Posts Tagged With: Quinta da Pacheca

Douro Valley – Of Pork, Wine Paint, and Penis Cookies

Did I get your attention? Scroll down if you are just here for the cookie porn. But for the rest of you this post is all about our Douro day with Facebook group star Igor of Porto Tours and Transfers. Unless your trip is at least 6 months from now, forget it. You can try, but the dude is usually booked many months out. But you do have many options these days besides Igor, so dont despair.

This wasnt our first time seeing the valley. 12 years ago we explored it on our own, before Google Maps was a thing. Hitting dead ends, and dirt roads was just part of the adventure. I remember the feeling of finally finding Quinta de La Rosa, our most memorable lunch destination. Memorable for the view and attention mostly, as we were the lone guests. With Porto tourism increasing seemingly 10 fold since, eating at any Quinta facing the Duoro alone is a fantasy these days.

Quinta da Pacheca, undeniably one of the most interesting wineries we’ve ever come across. Its a stunner. Not small, not cheap, and it comes with its own resident artist, Oscar Rodriguez. You’ll see his work throughout the property. And before you know it, you are scratching heads at his studio trying to figure out how he’s able to create paintings with just 6 different kinds of wine.

We tasted a very respectable white, a robust red Reserva, and quite a potent 40 y/o Tawny. The Tawny alone worth the price of admission. Its the kind of property you want to spend some time, if not days (sleep in a giant wine barrel, anyone?). This is where you want to host your next wedding, or Gynecologist convention. The gynecologists may or may not have a problem with the bathroom glass doors and lack of privacy. What is it with Portugal and its fascination with bathroom glass doors.

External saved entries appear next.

PR #3111, opened 2022-01-17
Align and resize GasStation left caret icon

### LINKED ISSUE #3103: Fix alignment and size of left caret in GasStation
## Steps to reproduce

1. Create an action and wait for the GasStation to appear (as of the provided screenshots).
2. Take note of the alignment of the left caret size and alignment relative to the inline text.

## Expected behaviour

* The left caret should match the spec, the latest spec can be found via this Figma:

https://www.figma.com/file/a0dTYBGRu5hoBAKF6wGZxpUH/Gas-Station?node-id=1547%3A526

left-caret-alignment-spec

## Actual behaviour

* The left caret icon does not match the spec as of the provided Figma

left-caret-alignment

dit7ya:
## Description

Fixed the alignment and size of the left caret icon in GasStation.

Used a CSS override to avoid messing with `Icon`'s default `vertical-alignment`.

**Changes** 🏗

Screenshot 2022-01-17 at 18-11-07 Colony

Resolves #3103.

### DIFF
--- a/src/modules/users/components/GasStation/TransactionDetails/TransactionBackToList.css
+++ b/src/modules/users/components/GasStation/TransactionDetails/TransactionBackToList.css
@@ -17,3 +17,11 @@
   color: var(--text);
   cursor: pointer;
 }
+
+.returnToSummary svg {
+  /*
+   * NOTE Using this to override Icon.css's vertical-align property
+   * which might be being used elsewhere.
+   */
+  vertical-align: -5px;
+}
--- a/src/modules/users/components/GasStation/TransactionDetails/TransactionBackToList.tsx
+++ b/src/modules/users/components/GasStation/TransactionDetails/TransactionBackToList.tsx
@@ -20,7 +20,7 @@ const displayName = 'users.GasStation.TransactionBackToList';
 const TransactionBackToList = ({ onClose }: Props) => (
   <button type="button" className={styles.returnToSummary} onClick={onClose}>
     <Icon
-      appearance={{ size: 'small' }}
+      appearance={{ size: 'normal' }}
       name="caret-left"
       title={MSG.returnToSummary}
     />


src/modules/users/components/GasStation/TransactionDetails/TransactionBackToList.css
```diff
@@ -17,3 +17,11 @@
   color: var(--text);
   cursor: pointer;
 }
+
+.returnToSummary svg {
+  /*
+   * NOTE Using this to override Icon.css's vertical-align property
+   * which might be being used elsewhere.
+   */
+  vertical-align: -5px;
```
arrenv, line 26: My preference here would be to instead use flex to align this, using the button as the container, then center aligning items.

arrenv (approved):
Looks better, just left a comment regarding my preferred, less manual approach. Let me know your thoughts.

ArmandoGraterol (approved):
Looks good to me :ok_hand:

src/modules/users/components/GasStation/TransactionDetails/TransactionBackToList.css
chinins: I agree with Arren, would be good to use flex.

chinins (commented):
Please, try to implement Arren's suggestion. I will then have a look again.

dit7ya:
@arrenv suggested the following for this

On
https://github.com/JoinColony/colonyDapp/blob/2bc075cc34e5d2bdb2ce758051d28bf794321c73/src/modules/users/components/GasStation/TransactionDetails/TransactionBackToList.css#L18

Just across the river in Peso da Régua, O Maleiro was quite the tasty, ultra local treat for lunch. Family style is the name of the game. And there was plenty of game in the superb Alheira… boar, chicken, and plenty of spices. Grilled, not fried, made a difference. Its not particularly attractive after its sliced, but this was the best tasting sausage of the trip. Alheira was invented by jews in order to avoid expulsion. They hung sausages on their doors in order to show their solidarity, without revealing the true porkless recipe.

As satisfying as the grilled black pork and potatoes was, it was solidly out-staged by the juiciest pork loin this side of where you can find the juiciest pork loin. Served with a particularly addictive Feijao Frade – black eyed peas (or “mung beans” here) and kale salad. After the meal, you go to the side of the bar, and pour your own port. My kind of place.

We followed that mini feast with some road fruit shopping (those cherries!), a jaw dropping view point, and the sleepy town of Amarante for cookie porn. On our previous visit to Amarante, we somehow missed the penis cookies completely, but it turns out this town is totally obsessed with them. The history is hazy, but it seems like a weird way to honor patron saint São Gonçalo.

Apparently São Gonçalo had special skills, but not the kind your dirty mind assumes. He had special matchmaking powers where he would help an older female with low prospects find love. Besides the local festivals featuring all sorts of phallic cakes, its tradition for a man to give a penis shaped cookie to someone he desires. It works! I gave one to my friend Robert, and 20 minutes later he had a headache. Besides, the next day, the cookie got too hard! I knew I should have bought the one filled with cream. Ok, I’ll stop now.